Rasmus
Puggaard-Rode
Hi! I’m Rasmus Puggaard-Rode, roughly pronounced [ˈʁɑsmus ˌpʰukːɒːˀˈʁoːɤ]. I am Associate Professor of Phonetics at the University of Oxford, based at the phonetics lab, and an Official Fellow of Kellogg College.
My work combines corpus and experimental methods to untangle the many different ways categorical differences between speech sounds (especially consonants) can be realized phonetically, and what this means for the structure of language. This work involves working with both well-described Nordic languages and under-resourced languages of south-east Asia and Australia. I also work on developing general-purpose tools and pipelines for processing, analyzing, and visualizing speech data.

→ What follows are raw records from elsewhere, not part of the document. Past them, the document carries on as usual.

PR #34607, opened 2020-02-22
3.10 backports

nyalldawson:
Backports which were delayed to after 3.10.3 (+some other fixes which weren't backported)

Notably includes the transform fallback work and shapefile encoding rework

For merge early in the 3.10.4 cycle for widest testing and feedback


nirvn (approved):

nyalldawson:
Thanks @nirvn!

I hold a PhD in phonology and phonetics from Leiden University. My dissertation deals the class of consonant sounds in Danish known as stops: how they are phonetically realized, how they are structured in the grammar of the language, and how they vary among speakers of different dialects. Before coming to Oxford, I was a postdoc in the Spoken Language Processing group at the Institute for Phonetics and Speech Processing, Ludwig Maximilian University.
News
I gave a talk at the Laboratoire de Phonétique et Phonologie in Paris as part of the Séminaires de Recherches en Phonétique et Phonologie series. I discussed several years of (collaborative work) on the synchrony and diachrony of stop vocalization in Danish. I had a great time discussing my work with the Paris phoneticians. You can see the slides here.
I was second opponent at Maria Evjen’s public viva at the University of Oslo. Maria and I had a really fun and engaging discussion about her work on the /ʃ/–/ç/ merger in Norwegian.
I will be at this year’s Phonetics and Phonology in Denmark meeting at Aarhus University, where I’ll be presenting collaborative work with Nicolai Pharao on the use of pitch and voice quality in the stød contrast in different varieties of Danish.
I will be at this year’s Colloquium of the British Association of Academic Phoneticians at the University of Warwick, where I’ll be presenting collaborative work with Francesco Burroni and Aleese Block on the acoustic and articulatory outcome of /d/-vocalization in Danish. You can read the abstract here. Hope to see you there!
I have received a small research grant from the John Fell Oxford University Press Fund to investigate Danish /d/-vocalization in real and apparent time using the LANCHART corpus. This project will run over the next few years.